Teddy Oval snickered from behind them. “He needs that Holy See.”
“That’s not funny,” Stedman Hess whispered. “Leave him alone.”
Felix Culpa cleared his throat and looked down at the widow. “Delilah, why do you think King James here is coming along?” This is how he would take her, I realized — one question at a time, until he’d answered her completely.
“Because he’s the word of God,” Delilah, who was holding the Bible’s hand, said. Delilah was a little woman with sad amber eyes and perfectly black hair tortured perpetually in a taut ponytail. She had sharp features and small breasts and carried herself with preternatural grace. “We need God’s help too. That’s why he’s here.” She smiled nervously up at Felix Culpa, who was a titan of a man next to her — six and a half feet tall and burly, bearded, beer-bellied.
He accepted what she had to say with equanimity, and we walked for a while in silence. Then Felix Culpa said, “Teddy, are you a faggot?” For he’d noticed the way Teddy Oval walked and lisped the word see.
“Yes I am.”
“Huh.” Felix Culpa accepted this with equanimity too. He was in a good mood, I supposed.

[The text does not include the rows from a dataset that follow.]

Issue #11257, opened 2017-09-06
[RPC] Bug: RPC Batching does not work with more than 1 multi wallet 


NicolasDorier:
***UPDATE:***

Turns out the issue was caused not by testnet, but by having 2 wallets @ryanofsky found out !

----------

Step to reproduce:

This work on regtest just fine:
```
bitcoind -wallet=test -regtest -rpcpassword=abc -rpcuser=abc
```

Try to make a batch RPC request to /wallet/test:

```
[{"jsonrpc":"1.0","id":1,"method":"getbalance","params":["*"]}]
```
You get the expected result.

However; same things with testnet:
```
bitcoind -wallet=test -testnet -rpcpassword=abc -rpcuser=abc
```

Result:

"Wallet file not specified (must request wallet RPC through /wallet/<filename> uri-path)."

This problem is limited to batched RPC request on testnet as just making the exact same request without the '[' and ']' works fine. It works also fine on regtest, which is crazy. I will look into later.

sipa:
Very strange! Does it work if you use the wallet URL?

ryanofsky:
Seems to be a bug in JSONRPCExecOne. It is creating a request object without assigning a url.

sipa:
Is this a 0.15.0 issue?

ryanofsky:
> Is this a 0.15.0 issue?

Actually, I'm not sure the bug I see in JSONRPCExecOne is the same one Nicolas is reporting. The bug in JSONRPCExecOne (which is only called for batch requests and not single requests) is that is that request uri field is not filled, so if more than one wallet file is loaded, "Wallet file not specified" errors will trigger when a wallet RPC is called. This is a bug in 0.15, but not a regression because previous releases did not support loading multiple wallets.

Nicolas's issue is more confusing because despite multiwallet being mentioned in issue title, steps to reproduce only show bitcoind being started with a single -wallet argument. Also, strangely the bug happens with testnet but not regtest.

NicolasDorier:
Sorry I was in holidays @ryanofsky . This bug came into a "production" testnet. I confirm that my bitcoind has two wallets.

NicolasDorier:
@sipa yes, 0.15.0 issue. Hopefully ryanosky's fix can make it in time. Testing it now.

NicolasDorier:
Tested, fixed by https://github.com/bitcoin/bitcoin/pull/11277

sipa:
Please don't close issues until the fix is actually merged.

PR #11277, opened 2017-09-07
Fix uninitialized URI in batch RPC requests

ryanofsky:
This fixes "Wallet file not specified" errors when making batch wallet RPC calls with more than one wallet loaded. This issue was reported by @NicolasDorier in https://github.com/bitcoin/bitcoin/issues/11257

Request URI is not used for anything except multiwallet request dispatching, so this change has no other effect.

### DIFF
--- a/src/httprpc.cpp
+++ b/src/httprpc.cpp
@@ -192,7 +192,7 @@ static bool HTTPReq_JSONRPC(HTTPRequest* req, const std::string &)
 
         // array of requests
         } else if (valRequest.isArray())
-            strReply = JSONRPCExecBatch(valRequest.get_array());
+            strReply = JSONRPCExecBatch(jreq, valRequest.get_array());
         else
             throw JSONRPCError(RPC_PARSE_ERROR, "Top-level object parse error");
 
--- a/test/functional/test_framework/authproxy.py
+++ b/test/functional/test_framework/authproxy.py
@@ -138,17 +138,20 @@ class AuthServiceProxy(object):
             self.__conn.request(method, path, postdata, headers)
             return self._get_response()
 
-    def __call__(self, *args, **argsn):
+    def get_request(self, *args, **argsn):
         AuthServiceProxy.__id_count += 1
 
         log.debug("-%s-> %s %s"%(AuthServiceProxy.__id_count, self._service_name,
                                  json.dumps(args, default=EncodeDecimal, ensure_ascii=self.ensure_ascii)))
         if args and argsn:
             raise ValueError('Cannot handle both named and positional arguments')
-        postdata = json.dumps({'version': '1.1',
-                               'method': self._service_name,
-                               'params': args or argsn,
-                               'id': AuthServiceProxy.__id_count}, default=EncodeDecimal, ensure_ascii=self.ensure_ascii)
+        return {'version': '1.1',
+                'method': self._service_name,
+                'params': args or argsn,
+                'id': AuthServiceProxy.__id_count}
+
+    def __call__(self, *args, **argsn):
+        postdata = json.dumps(self.get_request(*args, **argsn), default=EncodeDecimal, ensure_ascii=self.ensure_ascii)
         response = self._request('POST', self.__url.path, postdata.encode('utf-8'))
         if response['error'] is not None:
             raise JSONRPCException(response['error'])
@@ -158,7 +161,7 @@ class AuthServiceProxy(object):
         else:
             return response['result']
 
-    def _batch(self, rpc_call_list):
+    def batch(self, rpc_call_list):
         postdata = json.dumps(list(rpc_call_list), default=EncodeDecimal, ensure_ascii=self.ensure_ascii)
         log.debug("--> "+postdata)
         return self._request('POST', self.__url.path, postdata.encode('utf-8'))
--- a/src/rpc/server.cpp
+++ b/src/rpc/server.cpp
@@ -389,11 +389,10 @@ bool IsDeprecatedRPCEnabled(const std::string& method)
     return find(enabled_methods.begin(), enabled_methods.end(), method) != enabled_methods.end();
 }
 
-static UniValue JSONRPCExecOne(const UniValue& req)
+static UniValue JSONRPCExecOne(JSONRPCRequest jreq, const UniValue& req)
 {
     UniValue rpc_result(UniValue::VOBJ);
 
-    JSONRPCRequest jreq;
     try {
         jreq.parse(req);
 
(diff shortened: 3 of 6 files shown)


test/functional/test_framework/authproxy.py
```diff
@@ -138,17 +138,20 @@ def _request(self, method, path, postdata):
             self.__conn.request(method, path, postdata, headers)
             return self._get_response()
 
-    def __call__(self, *args, **argsn):
+    def _call(self, *args, **argsn):
```
MarcoFalke: Rename this to _prepare_post_dict or something?

NicolasDorier:
I really want that for 0.15, will test soon.

NicolasDorier:
tACK c0c652ccc24f4c3dbd200f14822f10c373a5198d @laanwj I hope this can make it to 0.15.
I enjoy multi-wallet, but I really can't use it in any project with batch support, as it would require me to rewrite things that already work.

jnewbery:
I don't like the fact that you're creating a 'private' `_call` method in the `AuthServiceProxy` class, and then calling it (and the existing private method `_batch`) from a test script.

One of the advantages of the `TestNode` class is that on the whole the test scripts don't interface directly with the `AuthServiceProxy` class. That was deliberate and would allow us to:
- remove the slightly cludgy `AuthServiceProxyWrapper` coverage class easily
- modify the auth service proxy or even swap it out for a new implementation without having to change the scripts.

Is there a way you can add the batch functionality to the `TestNode` class?

src/httprpc.cpp
```diff
@@ -192,7 +192,7 @@ static bool HTTPReq_JSONRPC(HTTPRequest* req, const std::string &)
 
         // array of requests
         } else if (valRequest.isArray())
-            strReply = JSONRPCExecBatch(valRequest.get_array());
```
promag: Kind of unrelated, but above in L186 we could call `JSONRPCExecOne` I believe.

JeremyRubin:
needs rebase! utack c0c652c

ryanofsky (commented):
> I don't like the fact that you're creating a 'private' _call method in the AuthServiceProxy class, and then calling it (and the existing private method _batch) from a test script.
>
> One of the advantages of the TestNode class is that on the whole the test scripts don't interface directly with the AuthServiceProxy class. That was deliberate and would allow us to:
> remove the slightly cludgy AuthServiceProxyWrapper coverage class easily
modify the auth service proxy or even swap it out for a new implementation without having to change the scripts.
>
> Is there a way you can add the batch functionality to the TestNode class?

All I'm really doing here is adding a simple 3-line test to multiwallet.py using the existing _batch method:

```python
batch = w1._batch([w1.getblockchaininfo._get_request(), w1.getwalletinfo._get_request()])
assert_equal(batch[0]["result"]["chain"], "regtest")
assert_equal(batch[1]["result"]["walletname"], "w1")
```

This only required two minor improvements to AuthServiceProxy and AuthServiceProxyWrapper, so I think the approach is good for this PR, which is supposed to be an RPC bugfix and not a test framework restructuring.

But to discuss possible future test framework improvements, TestNode seems does not seem like a great place to move RPC sending code. The division where authproxy handles json & http stuff and test_node handles test stuff seems like a good one, and I think don't think it'd be desirable to scramble it all up without a clear motivation. I also don't think that batch rpc requests should follow a different code path from single rpc requests.

As far as I know, nothing in this PR makes it more difficult to remove AuthServiceProxyWrapper in the future if that is a goal. The actual change I'm making to AuthServiceProxyWrapper is a bugfix and cleanup that makes the class less invasive.

If calling methods that begin with underscores is a problem (and I think it's a pretty superficial problem if it is a problem at all), we could simply drop the underscores, or make get_request and batch be standalone functions instead of member functions, or be operators like % and <<.

ryanofsky:
Added 2 commits 236a4378a388395c3b9a85e4a908bee6a6c58b4f -> 0611fae0b9891869cd9aaa9ddd1311dd63baa999 ([pr/mb.4](https://github.com/ryanofsky/bitcoin/commits/pr/mb.4) -> [pr/mb.5](https://github.com/ryanofsky/bitcoin/commits/pr/mb.5), [compare](https://github.com/ryanofsky/bitcoin/compare/pr/mb.4...pr/mb.5))

I went ahead and added % and << operators for making batch rpc calls in a new commit. I realized batch rpc calls weren't being included in coverage logs, and operator syntax seemed like a less invasive way for AuthServiceProxyWrapper to be able to log the calls.

jnewbery:
> If calling methods that begin with underscores is a problem (and I think it's a pretty superficial problem if it is a problem at all), we could simply drop the underscores, or make get_request and batch be standalone functions instead of member functions, or be operators like % and <<.

The new operator overrides are cute, but perhaps unnecessary.

My objection to using 'private' methods in the test script is simply one of convention. Obviously leading underscores don't mean anything to the python interpreter, but to us humans it means 'this method/member is private and won't be accessed directly outside of this class/module'. There's no need to break that assumption needlessly.

> But to discuss possible future test framework improvements, TestNode seems does not seem like a great place to move RPC sending code.

I disagree, but like you say this is a PR for fixing a bitcoind bug and not test framework restructuring. This PR does seem to be an improvement to the AuthServiceProxyWrapper class.

Concept ACK with a weak preference to remove the syntactic sugar and rename the methods to make them 'public'.

ryanofsky:
Updated 3ca5398f2efb3a09b9be65b6ee4aa7acff2c3cd9 -> 4526d21e52aa94f12121fcf01047c04f82c4990a ([pr/mb.5](https://github.com/ryanofsky/bitcoin/commits/pr/mb.5) -> [pr/mb.6](https://github.com/ryanofsky/bitcoin/commits/pr/mb.6)) to get rid of operator overloading.

JeremyRubin:
Chiming in to say that _call is fine -- it's just to indicate that it's an intended for internal use function in python, 'truly private' methods are double underscore.

jnewbery:
>  'truly private' methods are double underscore.

There's no such thing as truly private methods in Python: https://docs.python.org/3/tutorial/classes.html#private-variables

JeremyRubin:
I mean, it's semantics, but technically neither does C++ because you can get around it (in some cases; like without private static globals?) as follows:

```c++
struct A {
private:
void foo() {}
}
struct B {
void foo() {}
}

auto x = new A{};
((B*) x)->foo();
```

In any case, the scare quotes were around 'truly private': it's not truly private, but it does make you call a mangled name. Then again, not many languages stop you from manipulating an object in your memory space if you want to manipulate it.

laanwj:
@JeremyRubin That only works for virtual methods, AFAIK, and it works because the slot is at the same offset in the vtable. Non-virtual methods have the class name encoded into the symbol name

That said, let's try to respect private methods even though it's not perfectly enforced, it's meant as a convention to communicate to other people working on the code that the method shouldn't be used externally...

sipa:
@JeremyRubin Even if it works, I'm pretty sure that it's UB.

NicolasDorier:
Can we add milestone 0.15.1?

luke-jr (approved):
tACK

laanwj:
utACK 4526d21

ruimarinho:
Tested and working as expected. Mixing node with non-node requests now works fine. @laanwj any chance of backporting this to 0.15.1?

MarcoFalke:
@ruimarinho Thanks for the ping. Somehow the backport label was missing and I forgot to include it in #11447

MarcoFalke:
Removing backport tag: #11647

The invader’s ships were great big steel discs, the size of nations, but seemingly composed in a latticework, so that here and there during a storm a shaft of rain would make it through. These were generally no wider than eight feet or so, and equally as long. On our first night on the city’s outskirts, making camp in a dell not far from a whispering creek, the fire having died to embers and everyone asleep in various uncomfortable positions on the ground, it began to rain on us. We awoke and rolled just slightly until all that remained to remind us of the rain was the soft wet whimper of its landing. I tried to ignore but couldn’t completely the sotto voce conversation between Delilah and Felix Culpa.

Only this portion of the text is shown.